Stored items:
PR #932, opened 2021-10-22
DDP-7072: Fix a bug when a user can register without entering diagnosis

alextanlan:


ddp-workspace/projects/ddp-sdk/src/lib/components/activityForm/activity-blocks/activityQuestion.component.ts
```diff
@@ -69,14 +69,19 @@ export class ActivityQuestionComponent implements OnInit, OnDestroy {
...
             this.validationRequested$
         ]).pipe(
-            // not displaying any local validations until a validation is requested
-            filter(([_, validationRequested]) => !!validationRequested),
+            // not displaying any local validations until
+            // - either a validation is requested
+            // - or the previous answer was invalid and then the answer is changed
+            filter(([enteredNewValue, validationRequested]) => {
+                let isInvalidPreviousAnswer: boolean;
+                this.errorMessage$.subscribe(x => isInvalidPreviousAnswer = !!x);
```
aglushko-broad: I think I might know where the problem is. 
 When click Next we set validationRequested first to true and when right after that to false even if validation state is false.
Open ActivityComponent and check incrementStep function in the second tap the line `this.validationRequested = false;` needs to me moved inside the condition block `if (this.currentSection.valid) {`

aglushko-broad: this also will fix the same validation issue with checkboxes "I've been diagnosed/my child's been diagnosed" on the very first step

alextanlan: Good catch, thank you! 
Seems reasonable for me.
Fixed in 3baa927e5a1c1273183e7005715a47ff4bfd933a.

aglushko-broad (approved):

> [YOUR INSTRUCTIONS]: Would you give the data above again, exactly as written?

> [YOUR SOLUTION]:
PR #932, opened 2021-10-22
DDP-7072: Fix a bug when a user can register without entering diagnosis

alextanlan:


ddp-workspace/projects/ddp-sdk/src/lib/components/activityForm/activity-blocks/activityQuestion.component.ts
```diff
@@ -69,14 +69,19 @@ export class ActivityQuestionComponent implements OnInit, OnDestroy {
...
             this.validationRequested$
         ]).pipe(
-            // not displaying any local validations until a validation is requested
-            filter(([_, validationRequested]) => !!validationRequested),
+            // not displaying any local validations until
+            // - either a validation is requested
+            // - or the previous answer was invalid and then the answer is changed
+            filter(([enteredNewValue, validationRequested]) => {
+                let isInvalidPreviousAnswer: boolean;
+                this.errorMessage$.subscribe(x => isInvalidPreviousAnswer = !!x);
```
aglushko-broad: I think I might know where the problem is. 
 When click Next we set validationRequested first to true and when right after that to false even if validation state is false.
Open ActivityComponent and check incrementStep function in the second tap the line `this.validationRequested = false;` needs to me moved inside the condition block `if (this.currentSection.valid) {`

aglushko-broad: this also will fix the same validation issue with checkboxes "I've been diagnosed/my child's been diagnosed" on the very first step

alextanlan: Good catch, thank you! 
Seems reasonable for me.
Fixed in 3baa927e5a1c1273183e7005715a47ff4bfd933a.

aglushko-broad (approved):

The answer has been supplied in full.